§ **Aim of the exercise**
Copy the data exactly.

§ **Provided information**
PR #225, opened 2020-05-12
Style all tables

stephanebisson:
Phabricator Link: https://phabricator.wikimedia.org/T248716

### Problem Statement

Some tables are completely hidden.

### Solution

Style all tables but hide the infobox explicitly.


stephanebisson:
Need to fix the tests

hueitan:
looks good to me! Thanks for making it general!

stephanebisson:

§ **Solution to this problem**
PR #225, opened 2020-05-12
Style all tables

stephanebisson:
Phabricator Link: https://phabricator.wikimedia.org/T248716

### Problem Statement

Some tables are completely hidden.

### Solution

Style all tables but hide the infobox explicitly.


stephanebisson:
Need to fix the tests

hueitan:
looks good to me! Thanks for making it general!

stephanebisson:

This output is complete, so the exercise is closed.